Data excerpts:
((

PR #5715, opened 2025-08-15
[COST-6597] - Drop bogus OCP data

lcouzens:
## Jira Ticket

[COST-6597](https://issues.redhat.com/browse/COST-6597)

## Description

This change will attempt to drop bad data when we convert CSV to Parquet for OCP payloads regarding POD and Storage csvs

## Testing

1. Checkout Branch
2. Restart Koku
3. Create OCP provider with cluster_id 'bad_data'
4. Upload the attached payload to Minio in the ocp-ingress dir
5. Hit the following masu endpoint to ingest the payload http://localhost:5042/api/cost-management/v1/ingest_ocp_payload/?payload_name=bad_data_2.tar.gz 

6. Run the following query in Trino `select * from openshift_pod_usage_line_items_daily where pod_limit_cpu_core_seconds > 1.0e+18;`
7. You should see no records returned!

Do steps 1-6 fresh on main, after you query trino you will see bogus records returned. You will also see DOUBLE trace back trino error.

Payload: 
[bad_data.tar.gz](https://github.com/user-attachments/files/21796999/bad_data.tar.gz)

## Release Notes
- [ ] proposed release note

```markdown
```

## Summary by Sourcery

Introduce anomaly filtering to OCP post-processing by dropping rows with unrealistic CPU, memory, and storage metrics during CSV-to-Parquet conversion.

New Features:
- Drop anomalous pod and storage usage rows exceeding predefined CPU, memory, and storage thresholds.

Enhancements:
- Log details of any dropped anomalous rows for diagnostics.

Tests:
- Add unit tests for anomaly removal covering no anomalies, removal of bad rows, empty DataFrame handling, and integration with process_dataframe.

))
((

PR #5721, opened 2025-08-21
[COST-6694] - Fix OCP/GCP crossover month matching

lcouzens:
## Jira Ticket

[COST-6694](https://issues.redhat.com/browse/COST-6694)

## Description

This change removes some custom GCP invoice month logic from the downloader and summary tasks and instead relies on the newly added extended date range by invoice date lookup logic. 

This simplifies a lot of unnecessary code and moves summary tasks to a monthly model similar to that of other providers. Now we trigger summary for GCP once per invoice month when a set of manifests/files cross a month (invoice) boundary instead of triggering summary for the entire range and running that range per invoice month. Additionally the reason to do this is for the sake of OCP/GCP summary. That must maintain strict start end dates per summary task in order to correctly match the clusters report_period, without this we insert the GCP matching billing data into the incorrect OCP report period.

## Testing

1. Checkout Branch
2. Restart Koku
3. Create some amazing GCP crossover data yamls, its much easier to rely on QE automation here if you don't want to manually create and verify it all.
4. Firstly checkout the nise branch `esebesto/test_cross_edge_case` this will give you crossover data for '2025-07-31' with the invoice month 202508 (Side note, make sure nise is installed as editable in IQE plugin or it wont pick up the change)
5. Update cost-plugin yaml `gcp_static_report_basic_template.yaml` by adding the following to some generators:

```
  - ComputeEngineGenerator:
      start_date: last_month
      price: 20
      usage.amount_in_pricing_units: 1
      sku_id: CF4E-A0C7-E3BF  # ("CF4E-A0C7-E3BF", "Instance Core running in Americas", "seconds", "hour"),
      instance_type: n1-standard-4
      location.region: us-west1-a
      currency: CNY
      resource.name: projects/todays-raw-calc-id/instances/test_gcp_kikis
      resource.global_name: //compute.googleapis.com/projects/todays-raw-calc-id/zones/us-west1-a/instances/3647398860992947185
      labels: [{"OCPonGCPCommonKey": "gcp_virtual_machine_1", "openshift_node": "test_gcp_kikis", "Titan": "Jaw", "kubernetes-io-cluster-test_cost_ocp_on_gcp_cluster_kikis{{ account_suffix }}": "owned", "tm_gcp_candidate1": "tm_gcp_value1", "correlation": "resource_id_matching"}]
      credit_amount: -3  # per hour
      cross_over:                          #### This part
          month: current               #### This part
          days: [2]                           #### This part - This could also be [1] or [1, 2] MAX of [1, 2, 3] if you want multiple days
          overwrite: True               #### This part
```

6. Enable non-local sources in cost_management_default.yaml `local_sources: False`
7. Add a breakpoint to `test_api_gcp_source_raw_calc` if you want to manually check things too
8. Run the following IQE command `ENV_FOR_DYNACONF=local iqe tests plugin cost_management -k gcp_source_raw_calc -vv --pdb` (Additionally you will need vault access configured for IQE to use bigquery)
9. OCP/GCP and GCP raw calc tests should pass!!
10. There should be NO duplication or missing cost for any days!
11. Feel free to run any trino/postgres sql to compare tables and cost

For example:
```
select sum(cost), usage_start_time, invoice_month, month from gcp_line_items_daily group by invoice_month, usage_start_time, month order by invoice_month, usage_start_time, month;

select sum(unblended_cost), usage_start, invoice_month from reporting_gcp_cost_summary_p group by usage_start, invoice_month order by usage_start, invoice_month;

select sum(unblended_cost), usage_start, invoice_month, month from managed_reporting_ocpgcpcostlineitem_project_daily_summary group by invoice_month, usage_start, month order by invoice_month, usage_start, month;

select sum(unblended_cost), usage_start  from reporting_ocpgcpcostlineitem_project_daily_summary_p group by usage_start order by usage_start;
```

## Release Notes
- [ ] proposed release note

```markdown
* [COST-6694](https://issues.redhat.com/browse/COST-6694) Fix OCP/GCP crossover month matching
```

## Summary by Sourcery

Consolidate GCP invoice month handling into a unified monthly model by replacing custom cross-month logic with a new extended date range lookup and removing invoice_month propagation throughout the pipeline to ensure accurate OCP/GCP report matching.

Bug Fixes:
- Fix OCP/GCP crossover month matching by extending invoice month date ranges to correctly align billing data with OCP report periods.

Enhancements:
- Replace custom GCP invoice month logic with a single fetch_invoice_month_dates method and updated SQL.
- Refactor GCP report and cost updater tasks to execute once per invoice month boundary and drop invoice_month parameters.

))
((

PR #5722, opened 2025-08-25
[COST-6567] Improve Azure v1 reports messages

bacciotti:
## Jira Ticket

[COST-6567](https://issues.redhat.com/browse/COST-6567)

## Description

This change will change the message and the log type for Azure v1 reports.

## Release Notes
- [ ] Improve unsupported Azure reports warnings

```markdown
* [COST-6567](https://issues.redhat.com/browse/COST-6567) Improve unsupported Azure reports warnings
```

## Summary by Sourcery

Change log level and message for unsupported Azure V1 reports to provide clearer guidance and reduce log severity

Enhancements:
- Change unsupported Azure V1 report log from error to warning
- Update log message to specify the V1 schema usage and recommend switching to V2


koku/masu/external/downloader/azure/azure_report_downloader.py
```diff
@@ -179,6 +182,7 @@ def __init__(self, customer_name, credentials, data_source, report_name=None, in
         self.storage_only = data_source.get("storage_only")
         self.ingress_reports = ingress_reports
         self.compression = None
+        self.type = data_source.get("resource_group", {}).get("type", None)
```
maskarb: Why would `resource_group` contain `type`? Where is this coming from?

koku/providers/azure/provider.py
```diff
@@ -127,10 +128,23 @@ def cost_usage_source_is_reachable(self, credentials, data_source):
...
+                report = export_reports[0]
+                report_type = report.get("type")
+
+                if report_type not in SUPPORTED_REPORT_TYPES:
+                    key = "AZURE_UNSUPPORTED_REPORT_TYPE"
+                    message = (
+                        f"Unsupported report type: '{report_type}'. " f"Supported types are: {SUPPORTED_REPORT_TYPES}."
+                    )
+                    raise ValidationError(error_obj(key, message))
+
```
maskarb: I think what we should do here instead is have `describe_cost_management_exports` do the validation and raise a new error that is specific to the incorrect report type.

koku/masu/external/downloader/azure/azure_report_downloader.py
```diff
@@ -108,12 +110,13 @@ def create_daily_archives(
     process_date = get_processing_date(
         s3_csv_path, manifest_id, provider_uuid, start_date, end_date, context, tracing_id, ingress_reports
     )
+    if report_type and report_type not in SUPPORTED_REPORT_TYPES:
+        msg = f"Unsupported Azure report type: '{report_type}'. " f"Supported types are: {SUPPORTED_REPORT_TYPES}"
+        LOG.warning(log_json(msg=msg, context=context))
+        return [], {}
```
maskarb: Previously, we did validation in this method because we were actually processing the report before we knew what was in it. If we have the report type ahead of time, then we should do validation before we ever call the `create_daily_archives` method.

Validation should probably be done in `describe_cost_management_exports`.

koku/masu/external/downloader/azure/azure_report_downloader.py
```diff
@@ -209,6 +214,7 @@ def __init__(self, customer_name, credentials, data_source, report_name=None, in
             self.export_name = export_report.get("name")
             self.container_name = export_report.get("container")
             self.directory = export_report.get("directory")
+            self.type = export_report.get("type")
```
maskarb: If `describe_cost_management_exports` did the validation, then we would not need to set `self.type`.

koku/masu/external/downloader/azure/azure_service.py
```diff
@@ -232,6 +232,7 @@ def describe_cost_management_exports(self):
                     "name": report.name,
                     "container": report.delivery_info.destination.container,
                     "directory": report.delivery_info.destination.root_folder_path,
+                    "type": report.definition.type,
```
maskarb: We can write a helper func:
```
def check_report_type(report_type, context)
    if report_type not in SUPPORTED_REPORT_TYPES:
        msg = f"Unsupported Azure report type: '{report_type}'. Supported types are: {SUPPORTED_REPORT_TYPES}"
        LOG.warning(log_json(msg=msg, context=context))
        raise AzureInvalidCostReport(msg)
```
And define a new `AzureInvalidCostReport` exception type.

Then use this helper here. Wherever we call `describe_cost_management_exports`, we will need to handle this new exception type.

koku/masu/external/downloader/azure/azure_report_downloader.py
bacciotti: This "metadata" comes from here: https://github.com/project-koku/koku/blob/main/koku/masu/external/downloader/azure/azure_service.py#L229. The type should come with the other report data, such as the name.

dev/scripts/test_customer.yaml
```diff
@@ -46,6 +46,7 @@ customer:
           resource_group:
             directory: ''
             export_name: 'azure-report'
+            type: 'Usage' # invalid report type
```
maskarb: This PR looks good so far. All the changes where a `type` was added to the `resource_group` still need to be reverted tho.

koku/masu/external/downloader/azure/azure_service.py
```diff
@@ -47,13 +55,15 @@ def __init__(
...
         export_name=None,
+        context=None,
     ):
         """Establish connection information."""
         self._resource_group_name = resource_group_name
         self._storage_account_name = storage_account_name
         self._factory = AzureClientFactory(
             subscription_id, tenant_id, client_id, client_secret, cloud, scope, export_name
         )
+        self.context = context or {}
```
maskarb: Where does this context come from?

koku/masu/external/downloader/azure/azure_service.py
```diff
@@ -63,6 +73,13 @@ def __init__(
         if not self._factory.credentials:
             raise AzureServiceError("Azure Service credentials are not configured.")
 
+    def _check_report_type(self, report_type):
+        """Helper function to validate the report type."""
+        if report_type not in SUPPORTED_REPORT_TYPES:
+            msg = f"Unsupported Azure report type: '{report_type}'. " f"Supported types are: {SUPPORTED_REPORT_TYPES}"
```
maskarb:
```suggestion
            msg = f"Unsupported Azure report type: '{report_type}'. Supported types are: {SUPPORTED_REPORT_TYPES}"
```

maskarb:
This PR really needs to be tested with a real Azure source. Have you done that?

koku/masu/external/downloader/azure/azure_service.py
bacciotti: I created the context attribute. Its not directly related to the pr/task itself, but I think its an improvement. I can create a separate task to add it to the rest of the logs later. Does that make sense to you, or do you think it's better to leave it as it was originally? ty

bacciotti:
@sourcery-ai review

))

* _WHAT IS BEING ASKED_
Scan the lines above for "returned", then copy every one that has it.

* _RESULT_
7. You should see no records returned!
Do steps 1-6 fresh on main, after you query trino you will see bogus records returned. You will also see DOUBLE trace back trino error.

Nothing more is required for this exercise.